Луны морозные узоры. Часть 1 | страница 16




Во имя Серебряной, это-то здесь при чем?!


— Только женщинам высокого рода дозволено брать второго супруга по своему выбору, — поправила я осторожно. — Но это обычай моей родины и здесь, в Афаллии, значения он не имеет так же, как и необходимость скрывать лицо невесты до свадьбы.


— Весьма похвально с вашей стороны, — интонация сочилась ядом, откровенным, без попыток замаскировать его светской любезностью.


Принц отпустил мою руку, мы, следуя фигурам танца, отступили друг от друга, повернулись к паре позади нас. Я заученным движением протянула руку темноволосой девушке в красном платье, встретила полный любопытства взгляд ее карих, почти черных глаз. Наши пальцы, ладони не соприкасались, замерли, будто уткнувшиеся в невидимую преграду. Шаг к девушке, шаг назад, перемена рук и снова шаг вперед. Круг, неспешный, неполный, и я встала рядом с кавалером девушки, а она заняла место подле принца. Они не смотрели друг на друга, только перед собой, но я видела, как Александр нежно, трепетно взял даму за руку, как из его движений исчезла скованность, недовольство человека, вынужденного заниматься нелюбимым делом. Оглушенная словами наследника, его жестами, я едва ощутила, как новый партнер коснулся моих пальцев.


— Не обращай внимания, — услышала я тихий голос Мартена.


Посмотрела искоса на мужчину рядом, подозревая смутно, что неспроста Мартен встал позади нас, неспроста встал в пару именно с этой дамой. Мы повернулись лицом друг к другу, и я заметила, какими взорами обменялись Александр и девушка. На устах обоих улыбка воздушная, счастливая, во взгляде радость, обещание.


— Она… — пытаюсь подобрать подходящее определение, — его наложница?


— Возлюбленная, — поправил Мартен. — Или, как у нас принято говорить, фаворитка.
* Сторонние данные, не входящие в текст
PR #347, opened 2020-06-08
Transform top level LOCAL variables to ASSIGNED

### LINKED ISSUE #301: LOCAL variables in global scope are not handled correctly in code generation
Consider an example in https://github.com/Neurosim-lab/netpyne/blob/coreneuron/examples/coreneuron/m1/mod/kapcb.mod

```
TITLE K-A channel from Klee Ficker and Heinemann
: modified by Brannon and Yiota Poirazi (poirazi@LNC.usc.edu)
: to account for Hoffman et al 1997 proximal region kinetics
: used only in soma and sections located < 100 microns from the soma

NEURON {
	SUFFIX kapcb
	USEION k READ ko, ki WRITE ik		:Changed from READ ek, 23/04/2010,Nassi
        RANGE gkabar, ik
        :GLOBAL ninf,linf,taul,taun,lmin
}

UNITS {
	(mA) = (milliamp)
	(mV) = (millivolt)
}


PARAMETER {                       :parameters that can be entered when function is called in cell-setup
       	gkabar = 0      (mho/cm2) :initialized conductance
        vhalfn = 11     (mV)      :activation half-potential
        vhalfl = -56    (mV) 	  :inactivation half-potential
	:vhalfl = -56    (mV) 	  :inactivation half-potential
        a0n = 0.05      (/ms)     :parameters used
        zetan = -1.5    (1)       :in calculation of (-1.5)
        zetal = 3       (1)       :steady state values(3)
        gmn = 0.55      (1)       :and time constants(0.55) change to get an effect on spike repolarization
        gml = 1         (1)
	:gml = 1         (1)
	lmin = 2        (ms)
	nmin = 0.1      (ms)
	pw = -1         (1)
	tq = -40	(mV)
	qq = 5		(mV)
	q10 = 5                   :temperature sensitivity

}

ASSIGNED {       :parameters needed to solve DE
	v               (mV)
        ek              (mV)      :K reversal potential  (reset in cell-setup.hoc)
	celsius         (degC)
	ik              (mA/cm2)
        ninf
        linf      
        taul            (ms)
        taun            (ms)
	ko		(mM)
	ki		(mM)
}

STATE {          :the unknown parameters to be solved in the DEs 
	n l
}

LOCAL qt

INITIAL {		:initialize the following parameter using rates()
        qt = q10^((celsius-24)/10(degC))         : temprature adjustment factor
	rates(v)
	n = ninf
	l = linf
}

BREAKPOINT {
	SOLVE states METHOD cnexp
	ek=25*log(ko/ki)			:Changed, added, 23/04/2010, Nassi
	ik = gkabar*n*l*(v-ek)
}

DERIVATIVE states {
	rates(v)
        n' = (ninf - n)/taun
        l' = (linf - l)/taul
}



PROCEDURE rates(v (mV)) {                  :callable from hoc
        LOCAL a
	
        a = alpn(v)
        ninf = 1/(1 + a)                   : activation variable steady state value
        taun = betn(v)/(qt*a0n*(1+a))      : activation variable time constant
	if (taun<nmin) {taun=nmin}         : time constant not allowed to be less than nmin
        
	a = alpl(v)
        linf = 1/(1+ a)                    : inactivation variable steady state value
	taul = 12 (ms)
	:taul = 0.26(ms/mV)*(v+50)               : inactivation variable time constant
	:if (taul<lmin) {taul=lmin}         : time constant not allowed to be less than lmin

}

FUNCTION alpn(v(mV)) { LOCAL zeta 
  zeta = zetan+pw/(1+exp((v-tq)/qq))
UNITSOFF
  alpn = exp(1.e-3*zeta*(v-vhalfn)*9.648e4/(8.315*(273.16+celsius))) 
UNITSON
}

FUNCTION betn(v(mV)) { LOCAL zeta
  zeta = zetan+pw/(1+exp((v-tq)/qq))
UNITSOFF
  betn = exp(1.e-3*zeta*gmn*(v-vhalfn)*9.648e4/(8.315*(273.16+celsius))) 
UNITSON
}

FUNCTION alpl(v(mV)) {
UNITSOFF
  alpl = exp(1.e-3*zetal*(v-vhalfl)*9.648e4/(8.315*(273.16+celsius))) 
UNITSON
}

FUNCTION betl(v(mV)) {
UNITSOFF
  betl = exp(1.e-3*zetal*gml*(v-vhalfl)*9.648e4/(8.315*(273.16+celsius))) 
UNITSON
}
```

And CoreNEURON compilation produces:

```
[INFO] Running make with params: ROOT=/Users/kumbhar/workarena/repos/bbp/coreneuron/build/install MODS_PATH=./examples/coreneuron/m1/mod/
 -> Generating x86_64/core/mod2c/_mod_func.cpp
 -> Generating x86_64/core/mod2c/_kinderiv.h
 -> Compiling x86_64/core/mod2c/kapcb.cpp
x86_64/core/mod2c/kapcb.cpp:304:39: error: use of undeclared identifier 'qt'
        inst->taun[id] = betn_in_0 / (qt * kapcb_global.a0n * (1.0 + a));
                                      ^
x86_64/core/mod2c/kapcb.cpp:375:17: error: use of undeclared identifier 'qt'
                qt = pow(kapcb_global.q10, ((celsius - 24.0) / 10.0));
                ^
x86_64/core/mod2c/kapcb.cpp:393:51: error: use of undeclared identifier 'qt'
                    inst->taun[id] = betn_in_0 / (qt * kapcb_global.a0n * (1.0 + a));
                                                  ^
x86_64/core/mod2c/kapcb.cpp:489:47: error: use of undeclared identifier 'qt'
                inst->taun[id] = betn_in_0 / (qt * kapcb_global.a0n * (1.0 + a));
                                              ^
4 errors generated.
make: *** [x86_64/core/build/kapcb.o] Error 1
```

This is because qt is not printed in the code.

iomaganaris:
- Top level LOCAL variables were not handled until now in NMODL
- Added visitor which checks if any of them are written and then adds them to the ASSIGNED block
- ASSIGNED variables are by default RANGE variables
- Those variables need to be RANGE since they might be written by multiple threads in INITIAL or BREAKPOINT blocks
- Fixes #301


src/visitors/local_var_visitor.cpp
```diff
@@ -0,0 +1,84 @@
...
+
+    const auto& top_level_nodes = node.get_blocks();
+    const auto& symbol_table = node.get_symbol_table();
+
+    for (auto& top_level_node: top_level_nodes) {
+        /// only process local_list statements
+        if (top_level_node->is_local_list_statement()) {
+            const auto& local_variables =
+                std::static_pointer_cast<ast::LocalListStatement>(top_level_node)->get_variables();
+            for (auto& local_variable: local_variables) {
```
cattabiani, line 38: const auto& could be clearer

src/language/templates/ast/all.hpp
```diff
@@ -20,6 +20,9 @@
  */
 
 #include "ast/ast.hpp"
+{% for header in node_info.CIRCULAR_DEPENDECIES %}
```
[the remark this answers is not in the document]
iomaganaris: Without this this is the issue I get:
```
In file included from /Users/magkanar/nmodl_local/src/parser/nmodl_driver.cpp:11:
In file included from /Users/magkanar/nmodl_local/src/lexer/nmodl_lexer.hpp:16:
In file included from /Users/magkanar/nmodl_local/src/parser/nmodl.yy:31:
/Users/magkanar/nmodl_local/build/src/ast/all.hpp:7233:10: error: member access into incomplete type 'nmodl::ast::AssignedDefinition'
        n->set_parent(this);
         ^
```
I believe that the issue is not with forward declaring the class, since this is done in `ast_decl.hpp` but the method `AssignedDefinition::set_parent()`. To solve this issue we should forward declare all the methods then, which I am not convinced that is a better option

src/visitors/visitor_utils.cpp
```diff
@@ -35,6 +35,11 @@ std::string get_new_name(const std::string& name,
     return (name + "_" + suffix + "_" + std::to_string(counter));
 }
 
+std::shared_ptr<ast::Name> get_name_from_string(const std::string& name) {
```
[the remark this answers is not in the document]
iomaganaris: True. It's not necessary. I had added it because this was needed in a commit but then removed the related code. We can remove it to make it clearer but maybe it could be used at some point in the future. As you wish

src/visitors/local_var_visitor.cpp
```diff
@@ -0,0 +1,84 @@
...
+                auto variable_name = local_variable->get_node_name();
+                /// check if local variable is being updated in the mod file
+                if (symbol_table->lookup(variable_name)->get_write_count() > 0) {
+                    assigned_variables.emplace_back(
+                        new ast::AssignedDefinition(local_variable->get_name(),
```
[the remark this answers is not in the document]
iomaganaris: You're right. Good catch 👍

src/visitors/local_var_visitor.cpp
iomaganaris: I think that we had a similar conversation in the `GlobalToRange` PR. @pramodk asked to remove the unnecessary `const` declaration and since some functions return `const ref`s I should maybe remove a couple of `const` from the code

src/language/templates/ast/all.hpp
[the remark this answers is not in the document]
ohm314: Since @tristan0x was working on these things, I really would like to hear his opinion too?

src/visitors/local_var_visitor.cpp
ohm314: You're right.. one just has to remember that these functions actually return const refs, that's a bit the annoying part. I have no clear preference but wonder what people typically do...

src/visitors/local_var_visitor.cpp
```diff
@@ -0,0 +1,84 @@
...
+                /// check if local variable is being updated in the mod file
+                if (symbol_table->lookup(variable_name)->get_write_count() > 0) {
+                    assigned_variables.emplace_back(
+                        std::make_shared<ast::AssignedDefinition>(local_variable->get_name(),
+                                                                  nullptr,
+                                                                  nullptr,
+                                                                  nullptr,
+                                                                  nullptr,
+                                                                  nullptr,
+                                                                  nullptr));
```
ohm314, line 49: I think we are missing some default initialization in this constructor...

src/visitors/local_var_visitor.cpp
```diff
@@ -0,0 +1,84 @@
...
+                    local_variables_to_remove.emplace(local_variable.get());
```
ohm314, line 50:
```suggestion
                    local_variables_to_remove.insert(local_variable.get());
```
we are not constructing this, right?

src/visitors/local_var_visitor.cpp
```diff
@@ -0,0 +1,84 @@
...
+                }
+            }
+
+            /// remove offending local variables
+            std::static_pointer_cast<ast::LocalListStatement>(top_level_node)
+                ->erase_local_var(local_variables_to_remove);
+
+            /// add empty local statements to local_statements_to_remove
+            if (local_variables.empty()) {
```
ohm314, line 59: I'm curious.. once you have processed all the variables in the top-level `LOCAL` statement, dont' you expect `local_variables` to be always empty? the whole aim is to move these variables out of top level. So my question is, what if it's not empty, in which case does this happen and what do we do then?

test/visitor/local_to_assigned.cpp
```diff
@@ -0,0 +1,80 @@
...
+    return ast;
+}
+
+SCENARIO("LOCAL to ASSIGNED variable transformer", "[visitor][localtoassigned]") {
+    GIVEN("mod file with LOCAL variables that are written") {
+        std::string input_nmodl = R"(
+            NEURON {
+                SUFFIX test
+            }
+            LOCAL x, y, z
```
ohm314, line 49: question: is it legal in NMODL to have a variable with same name in LOCAL and in the NEURON block?

src/visitors/visitor_utils.cpp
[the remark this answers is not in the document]
tristan0x: If it is not used, then it is dead code. At least, it should be called/validated in the tests.

src/language/templates/ast/all.hpp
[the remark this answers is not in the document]
tristan0x: Moving the definitions of these member methods to `ast.cpp` fixes most of the compilation issues but for the template member function 

```c++
/**
 * \brief Insert members to statements
 */
template <class NodeType, class InputIterator>
void StatementBlock::insert_statement(StatementVector::const_iterator position,
                                      NodeType& to,
                                      InputIterator first,
                                      InputIterator last) {
    for (auto it = first; it != last; ++it) {
        auto& n = *it;
        // set parents
        n->set_parent(this);
    }
    auto pos_it = const_iter_cast(statements, position);
    auto first_it = const_iter_cast(to, first);
    auto last_it = const_iter_cast(to, last);
    statements.insert(pos_it, first_it, last_it);
}
```

Possible solutions:
1. put the definition of this member method after the definitions of all the Ast classes in `ast/all.hpp`.
1. Put its definition in `ast/ast.cpp` and use explicit template instantiations for all possible cases
1. Question the usefulness of this member function:
    1. `const_iter_cast` is a workaround for an issue that we might not have anymore (see definition of this helper function)
    1. `first` and `last` are always iterators over a subclass of statements. There should be an easy way to express the same thing without using a template.

src/visitors/visitor_utils.cpp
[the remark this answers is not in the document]
iomaganaris: I didn't think of it this way Tristan. You're right. This should go away 👍

src/visitors/local_var_visitor.cpp
iomaganaris: >I have no clear preference but wonder what people typically do...

I had exactly the same question but I couldn't find any clear answer on the webz. I will keep looking though

src/language/code_generator.cmake
```diff
@@ -191,6 +191,14 @@ set(AST_GENERATED_SOURCES
     ${PROJECT_BINARY_DIR}/src/ast/write_ion_var.hpp
 )
 
+set(PYBIND_GENERATED_SOURCES
```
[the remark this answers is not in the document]
iomaganaris: I created an issue about that ( #350 ) and I think that we can tackle this in another PR, if it's okay

src/language/templates/ast/all.hpp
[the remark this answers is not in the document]
iomaganaris: Thanks a lot for your input @tristan0x !
1. Unfortunately this is not possible as fas as I know because this would mean moving all the `Statement`s on top of `Expression`s, which would fail again due to other circular dependencies
2. The definition of this for every case in `ast/ast.cpp` is something I would like to avoid, since I don't believe it's very nice
3. This might be a proper solution and I need to investigate it.
Thanks a lot again!

src/visitors/local_var_visitor.cpp
iomaganaris: Normally all the top level `LOCAL` variables should be written, so we remove them from the `LocalListStatement` which should be empty and removed from the `node`.
The only case that `local_variables` might not be empty is if one of the defined `LOCAL` variables is not written, which is something that probably won't exist but in case a variable is defined but not used, I still leave the `LOCAL` declaration there instead of deleting it.
Do you agree with this policy or do you think that it would be better to remove the `LOCAL` statement completely in this case as well?

test/visitor/local_to_assigned.cpp
iomaganaris: It's possible yes, however the variable with this visitor should be defined as `RANGE` otherwise the `CodegenCompatibilityVisitor` will complain with:
```
[NMODL] [error] :: Code Incompatibility :: "x" variable found at [3.8] should be defined as a RANGE variable instead of GLOBAL to enable backend transformations
```

src/visitors/local_var_visitor.cpp
iomaganaris: I believe that for this case it will be the same but I can use the `insert` for more expressiveness 👍

src/visitors/local_var_visitor.cpp
iomaganaris: True. I am not sure though for which classes we should add a default constructor. Should it be all of them? We can discuss this maybe tomorrow

src/visitors/local_var_visitor.cpp
iomaganaris: I still didn't find any solid answer on the internet. It seems that there is absolutely no functional difference between the two. It's just a matter of preference.
To me it looks more readable with the `const` it front as well. Maybe this is a policy we should or shouldn't follow? 
I would also like to hear @tristan0x and @pramodk opinion on this

tristan0x: Given a C++ class exposing a non-modifiable member variable through a member function, if its API evolves and now needs to allow the member variable to be modified, then **it should provide an additional member function** rather than removing the `const` specifier in the first one.

For instance:

```c++
class LocalListStatement {
  const LocalVarVector& get_variables() const;
  LocalVarVector& get_variables();
};
```

tristan0x: In this case, I am much more bothered by the instruction below than the `const-ness` of the loop.

```
const auto& local_variables =
                std::static_pointer_cast<ast::LocalListStatement>(top_level_node)->get_variables();
```

1. The very same call to `std::static_pointer_case` is made 10 lines below, so the result shared_ptr should be stored in a local variable.
1. It lacks clarity

tristan0x: If the code was manipulating a  `std::static_pointer_cast<const ast::LocalListStatement>`, then IMO I would not be so strict at repeating `const` everywhere afterward.

Buts since the result of `std::static_pointer_cast` returns a shared_ptr of a modifiable `ast::LocalListStatement`, IMO code manipulating it should indicate whether it is modifying it or not.

So I agree with @cattabiani that the range-based loop should indicate it is not modifying `local_variable`.

tristan0x: According to my comments, here is what I would change:

```diff
diff --git a/src/visitors/local_var_visitor.cpp b/src/visitors/local_var_visitor.cpp
index ef4dd74..f2b2d42 100644
--- a/src/visitors/local_var_visitor.cpp
+++ b/src/visitors/local_var_visitor.cpp
@@ -30,12 +30,11 @@ void LocalToAssignedVisitor::visit_program(ast::Program& node) {
     auto& top_level_nodes = node.get_blocks();
     const auto& symbol_table = node.get_symbol_table();

-    for (auto& top_level_node: top_level_nodes) {
+    for (const auto& top_level_node: top_level_nodes) {
         /// only process local_list statements
         if (top_level_node->is_local_list_statement()) {
-            auto& local_variables =
-                std::static_pointer_cast<ast::LocalListStatement>(top_level_node)->get_variables();
-            for (auto& local_variable: local_variables) {
+            const auto& node = std::static_pointer_cast<ast::LocalListStatement>(top_level_node);
+            for (const auto& local_variable: node->get_variables()) {
                 auto variable_name = local_variable->get_node_name();
                 /// check if local variable is being updated in the mod file
                 if (symbol_table->lookup(variable_name)->get_write_count() > 0) {
@@ -52,11 +51,10 @@ void LocalToAssignedVisitor::visit_program(ast::Program& node) {
             }

             /// remove offending local variables
-            std::static_pointer_cast<ast::LocalListStatement>(top_level_node)
-                ->erase_local_var(local_variables_to_remove);
+            node->erase_local_var(local_variables_to_remove);

             /// add empty local statements to local_statements_to_remove
-            if (local_variables.empty()) {
+            if (node->get_variables().empty()) {
                 local_nodes_to_remove.emplace(top_level_node.get());
             }
         }
```

iomaganaris: I see.. I agree with @tristan0x points and with that `const` should be added in the `for-loop` iterators. Tristan's suggestion looks nice and clean to me, so I am going to adopt it. Thank you Tristan! 🙂

src/visitors/local_var_visitor.cpp
ohm314: Maybe one can get rid of it completely? @pramodk what do you think?

src/visitors/local_var_visitor.cpp
pramodk: Just out of curiosity, what is about using forms like:

```cpp
     const auto& top_level_nodes = node.get_blocks();
     for (auto& top_level_node: top_level_nodes) {
```
i.e. not using `const` in for loop iterator as your var is already const.

src/visitors/local_var_visitor.cpp
pramodk: yup!  if it's empty then it's being removed now. So all good here.

src/visitors/local_var_visitor.cpp
pramodk: The default arguments to constructors of AST classes is quite involved/convoluted because - the order of argument is determined by the grammar definition in bison specification. So in this PR I wouldn't change those arguments.

src/language/templates/ast/all.hpp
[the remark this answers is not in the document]
pramodk: fixed in #351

Впрочем, они влюблены друг в друга с детства, когда еще Изабелла состояла в свите Элеоноры, сестры Александра.


Принц и Изабелла не сводили друг с друга глаз, растягивали каждое прикосновение и, кажется, не замечали ничего и никого вокруг, словно укрывшись в своем мирке, невидимым для чужих взоров, предназначенном лишь для двоих. Я отвернулась, чувствуя себя уязвленной. Это не ревность, нет, но обида из-за столь откровенного, грубоватого пренебрежения. Наследник всему двору, иностранным послам и венценосным родителям демонстрировал, как неприятна, противна ему навязанная невеста, дикарка из страны, где разрешено такое возмутительное варварство как двоемужество, и как обожает он истинную даму своего сердца, давнюю возлюбленную, с которой ему — ах, какая трагедия, достойная баллад менестрелей и пера поэтов! — не суждено воссоединиться.